从酋长到球长 第20章

作者:茅屋秋雨

顺着狼皮的手指,那里耸立着一座极高的山,半山腰都是树木,但是山顶却是巨大的石壁,山顶上顽强地生长着一株株的松树,极为醒目。

怪不得狼皮能够一眼认出来,这座山的确与众不同。

“靠岸!老祖母说那里有一种可以舔的咸石头?是不是那里?”

“是,就在山对面。我去年还和别的部落的女人在山顶的松树下……”

狼皮嘿嘿地回忆着去年的事,一边将桦皮船划到了岸边。

望山跑死马,那山看起来极高,真要走过去怕是要走整整一天。

举目看了看四周的草地,陈健拿出骨耜,在岸边挖了几下。

下面都是淤泥土,看来岸边经常会被水淹没。四周都是平原,和百里之外的家园并不一样,看来自己部落所在的地方就是某座山的余脉,这里开始就是平原了。

他跪在河边,朝着那座山祈祷道:“但愿能找到可以种植的植物。先祖保佑……”

这个世界还没有神,他也不信神,黄皮黑眼的外貌让他很自然地祈祷着先祖,无论是这一世的,还是前一世的。

站起身,将船拖到岸边放好,两个人背着枫糖和羊油罐子以及一大袋的鱼干,拿着骨耜和石矛,十个人沿着齐胸高的草地向前走着。

这里的动物很多,但是部落并不会生活在草地上。对于不会搭建房屋的部落来说,这里太空旷太没有安全感。

真正蛮荒的,尚未被人了征服的土地就在脚下,高高地草显示着这片古老土地的肥沃。

采了几片薄荷和艾蒿,涂抹到身上,那些可恶而可怖的蚊虫不喜欢这种味道,只好远远逃开。

用石矛小心地拨开地上的草,惊走那些正在晒太阳的蛇类,偶尔也会射杀几只草丛中的鸟。

眼前逐渐开始出现起伏的丘陵,用骨耜挖了几下,这里的土不再有淤泥了,就算偶尔河水泛滥也不会淹到这里,几条一人宽的小溪围绕着丘陵蜿蜒。

几株高高的植物就在远处的丘陵上生长着,细长的身躯,条形的叶子。

没有花瓣绚烂,也没有蜜香袭人,可陈健却扔掉石矛,朝着那几株植物狂奔过去。

这是春末夏初,植物生长的正茂,还没有结出果实,那陈健还是一眼认出了这种植物。

用力折断了一根放在嘴里咬了几口,甜甜的茎秆略显稚嫩。

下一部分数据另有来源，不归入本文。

PR #1276, opened 2022-02-03
This PR adds support to call kernels in CUDA from v2 Awkward Arrays.

sw5sh:
Tasks to complete:

- [x] Implement `copy_to` for all array classes
- [x] Implement `to_backend` and `backend(*arrays)`
- [x] Write a minimal test using `ak.num`
- [x] Call a kernel whose implementation is not in CUDA and see if it's being handled correctly.
~~- [ ] Don't upload artifacts during CI testing.~~


sw5sh:
The functions `_getitem_next*`(many `_getitem_next_jagged`) are passing mixed `nplike` because I think they are passing slices and slices are `Numpy nplike` through and through, but when the `typetracers` tests come in, these two `nplikes` get mixed and hence they raise the assertion errors introduced in Wednesday's refactoring. 

For now, I have commented out the assertions and they should be easy to find by doing a ``fgrep -rl "# assert" src``. 

Also, now `to` has been replaced by `raw` and `ak.to_cupy` and `ak.from_cupy` functions have also have been implemented.

src/awkward/_cuda_kernels.py
```diff
@@ -0,0 +1,33 @@
...
+    except ModuleNotFoundError:
+        raise ModuleNotFoundError(
+            """to use CUDA awkward arrays in Python, install the 'awkward[cuda]' package with:
+    pip install awkward[cuda] --upgrade
+or
+    conda install awkward[cuda]"""
+        ) from None
+
+lib = ctypes.cdll.LoadLibrary(awkward_cuda_kernels.shared_library_path)
+kernel = awkward._kernel_signatures_cuda.by_signature(lib)
```
jpivarski: So if this is on Linux, it will raise a ModuleNotFoundError upon import? Oh, I see: unlike `ak._cpu_kernels`, this one is not imported preemptively.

用手挖了几下,露出了下面密密麻麻的根部,折了一段却又很苦。

“高粱,这应该是高粱!”

陈健吐出了口里的根须,看了一眼茎叶和伸出的小穗,很确定自己没看错。

此时还未被驯化,生长的极为高大,一簇簇地聚在一起。

茂密的根须牢牢地抓着大地,彰显着不屈;笔直而挺拔的身杆儿,又给人自信和力量。

只有结出果实的时候,它们才会地下高傲的头,露出酡红的羞涩。

仔细看了看,野生的高粱在这里很多,并非一两株。因为生的高大,根系极深,所以牢牢地占据了主动,将那些杂草压在身下。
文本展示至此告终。